RECORDS FOR PROCESSING:
────────────────────
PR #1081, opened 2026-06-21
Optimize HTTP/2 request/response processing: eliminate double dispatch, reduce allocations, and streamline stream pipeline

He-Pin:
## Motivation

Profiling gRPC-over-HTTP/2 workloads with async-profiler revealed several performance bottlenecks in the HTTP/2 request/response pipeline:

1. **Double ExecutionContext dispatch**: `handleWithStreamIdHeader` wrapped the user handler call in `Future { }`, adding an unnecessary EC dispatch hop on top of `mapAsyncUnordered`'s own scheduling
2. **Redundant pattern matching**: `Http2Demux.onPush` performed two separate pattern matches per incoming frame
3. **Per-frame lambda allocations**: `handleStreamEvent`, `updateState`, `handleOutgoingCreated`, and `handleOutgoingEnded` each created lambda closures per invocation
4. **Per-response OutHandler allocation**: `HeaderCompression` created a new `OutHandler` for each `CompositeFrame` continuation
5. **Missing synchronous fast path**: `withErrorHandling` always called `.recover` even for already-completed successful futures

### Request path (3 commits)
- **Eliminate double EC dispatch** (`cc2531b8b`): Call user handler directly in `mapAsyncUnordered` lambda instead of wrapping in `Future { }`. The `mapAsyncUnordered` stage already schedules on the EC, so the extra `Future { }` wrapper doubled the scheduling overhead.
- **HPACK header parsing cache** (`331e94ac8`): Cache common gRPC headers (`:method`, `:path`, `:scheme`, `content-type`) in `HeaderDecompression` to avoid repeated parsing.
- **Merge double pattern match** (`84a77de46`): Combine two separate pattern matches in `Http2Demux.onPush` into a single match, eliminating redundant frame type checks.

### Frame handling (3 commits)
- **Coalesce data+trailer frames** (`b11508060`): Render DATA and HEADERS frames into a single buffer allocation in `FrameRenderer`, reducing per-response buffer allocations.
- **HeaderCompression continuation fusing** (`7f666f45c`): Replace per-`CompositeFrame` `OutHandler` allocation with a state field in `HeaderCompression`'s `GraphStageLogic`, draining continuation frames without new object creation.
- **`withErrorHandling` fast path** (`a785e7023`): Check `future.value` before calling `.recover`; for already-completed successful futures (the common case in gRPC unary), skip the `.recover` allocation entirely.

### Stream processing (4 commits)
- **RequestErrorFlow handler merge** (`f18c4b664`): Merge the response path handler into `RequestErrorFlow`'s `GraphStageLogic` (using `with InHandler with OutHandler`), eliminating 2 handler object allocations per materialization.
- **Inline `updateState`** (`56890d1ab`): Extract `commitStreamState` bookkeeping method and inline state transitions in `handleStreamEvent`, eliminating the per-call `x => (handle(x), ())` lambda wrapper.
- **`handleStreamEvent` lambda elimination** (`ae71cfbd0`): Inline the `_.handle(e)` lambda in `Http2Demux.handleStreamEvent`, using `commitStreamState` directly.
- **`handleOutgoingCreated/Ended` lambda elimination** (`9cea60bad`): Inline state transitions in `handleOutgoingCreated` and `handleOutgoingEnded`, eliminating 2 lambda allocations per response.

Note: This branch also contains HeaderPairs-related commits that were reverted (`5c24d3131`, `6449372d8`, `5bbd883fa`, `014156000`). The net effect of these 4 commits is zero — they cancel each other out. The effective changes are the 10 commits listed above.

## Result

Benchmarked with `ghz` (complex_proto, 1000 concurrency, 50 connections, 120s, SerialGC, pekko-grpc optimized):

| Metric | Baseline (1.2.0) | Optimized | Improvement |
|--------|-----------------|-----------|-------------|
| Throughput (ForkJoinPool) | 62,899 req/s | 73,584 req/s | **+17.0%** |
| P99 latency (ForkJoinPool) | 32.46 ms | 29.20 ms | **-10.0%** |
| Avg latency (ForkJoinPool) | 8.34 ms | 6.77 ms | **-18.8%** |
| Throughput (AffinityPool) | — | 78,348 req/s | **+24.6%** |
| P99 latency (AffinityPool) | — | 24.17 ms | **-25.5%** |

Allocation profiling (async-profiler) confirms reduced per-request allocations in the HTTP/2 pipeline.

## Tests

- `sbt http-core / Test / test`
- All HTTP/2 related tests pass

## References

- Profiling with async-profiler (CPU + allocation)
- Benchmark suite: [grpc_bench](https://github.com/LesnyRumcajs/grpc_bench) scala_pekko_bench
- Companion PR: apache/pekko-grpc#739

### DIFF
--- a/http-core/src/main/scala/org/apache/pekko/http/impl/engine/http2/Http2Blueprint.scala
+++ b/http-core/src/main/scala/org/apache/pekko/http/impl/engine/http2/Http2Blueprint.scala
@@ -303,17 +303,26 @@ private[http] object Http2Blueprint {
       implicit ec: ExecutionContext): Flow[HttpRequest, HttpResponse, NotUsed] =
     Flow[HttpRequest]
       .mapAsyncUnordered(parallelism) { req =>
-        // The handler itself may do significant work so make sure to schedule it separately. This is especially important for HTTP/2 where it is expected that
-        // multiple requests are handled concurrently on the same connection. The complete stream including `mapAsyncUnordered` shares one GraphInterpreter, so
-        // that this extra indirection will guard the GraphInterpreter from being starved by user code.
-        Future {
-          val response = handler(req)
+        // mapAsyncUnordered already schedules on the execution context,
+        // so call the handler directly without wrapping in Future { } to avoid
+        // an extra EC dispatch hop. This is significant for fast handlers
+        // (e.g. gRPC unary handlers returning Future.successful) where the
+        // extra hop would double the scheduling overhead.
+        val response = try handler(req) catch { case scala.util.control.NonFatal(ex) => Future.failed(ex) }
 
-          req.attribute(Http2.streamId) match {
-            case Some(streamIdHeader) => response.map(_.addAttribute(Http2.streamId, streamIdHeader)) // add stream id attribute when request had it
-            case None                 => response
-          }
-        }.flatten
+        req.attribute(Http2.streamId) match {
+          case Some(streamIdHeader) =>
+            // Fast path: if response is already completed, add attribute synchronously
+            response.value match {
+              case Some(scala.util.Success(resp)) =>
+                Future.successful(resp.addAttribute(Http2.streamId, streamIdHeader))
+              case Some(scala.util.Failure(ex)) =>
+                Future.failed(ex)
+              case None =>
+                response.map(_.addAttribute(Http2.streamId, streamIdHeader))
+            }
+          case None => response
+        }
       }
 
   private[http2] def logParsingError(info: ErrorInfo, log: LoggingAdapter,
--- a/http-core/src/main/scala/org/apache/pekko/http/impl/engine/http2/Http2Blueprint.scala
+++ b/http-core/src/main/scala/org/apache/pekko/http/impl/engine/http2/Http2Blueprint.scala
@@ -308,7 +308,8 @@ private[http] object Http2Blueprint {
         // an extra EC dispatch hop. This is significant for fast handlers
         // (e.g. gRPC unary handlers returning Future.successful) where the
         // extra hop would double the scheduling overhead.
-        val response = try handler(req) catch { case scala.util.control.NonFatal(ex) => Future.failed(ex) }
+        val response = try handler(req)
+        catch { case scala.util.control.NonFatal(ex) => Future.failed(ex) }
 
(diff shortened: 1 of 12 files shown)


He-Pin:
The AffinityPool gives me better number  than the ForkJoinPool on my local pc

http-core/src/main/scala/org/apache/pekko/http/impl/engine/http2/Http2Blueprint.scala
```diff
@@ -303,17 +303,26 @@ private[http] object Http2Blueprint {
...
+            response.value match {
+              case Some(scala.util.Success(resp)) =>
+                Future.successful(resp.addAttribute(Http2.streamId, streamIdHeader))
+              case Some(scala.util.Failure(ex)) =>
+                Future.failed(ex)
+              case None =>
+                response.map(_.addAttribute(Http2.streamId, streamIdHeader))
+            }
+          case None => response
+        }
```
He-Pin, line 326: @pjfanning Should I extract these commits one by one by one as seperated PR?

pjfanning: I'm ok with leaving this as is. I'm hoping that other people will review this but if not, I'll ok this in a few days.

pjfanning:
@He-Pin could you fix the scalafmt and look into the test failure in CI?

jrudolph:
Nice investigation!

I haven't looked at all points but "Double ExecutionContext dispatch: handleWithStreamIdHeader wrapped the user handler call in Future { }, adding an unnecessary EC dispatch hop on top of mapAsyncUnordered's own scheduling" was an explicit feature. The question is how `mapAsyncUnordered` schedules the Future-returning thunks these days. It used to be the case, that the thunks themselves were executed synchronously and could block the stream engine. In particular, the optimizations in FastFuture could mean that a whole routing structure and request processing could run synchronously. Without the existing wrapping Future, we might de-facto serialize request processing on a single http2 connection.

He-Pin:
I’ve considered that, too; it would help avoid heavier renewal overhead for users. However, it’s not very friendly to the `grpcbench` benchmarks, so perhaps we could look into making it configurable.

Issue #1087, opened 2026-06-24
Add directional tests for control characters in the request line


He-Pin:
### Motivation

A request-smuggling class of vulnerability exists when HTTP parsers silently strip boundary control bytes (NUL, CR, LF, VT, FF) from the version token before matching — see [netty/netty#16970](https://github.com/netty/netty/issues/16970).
────────────────────
TASK GOAL: Each line above that includes the word "elimination" is to be copied.

SOLUTION:
- **`handleStreamEvent` lambda elimination** (`ae71cfbd0`): Inline the `_.handle(e)` lambda in `Http2Demux.handleStreamEvent`, using `commitStreamState` directly.
- **`handleOutgoingCreated/Ended` lambda elimination** (`9cea60bad`): Inline state transitions in `handleOutgoingCreated` and `handleOutgoingEnded`, eliminating 2 lambda allocations per response.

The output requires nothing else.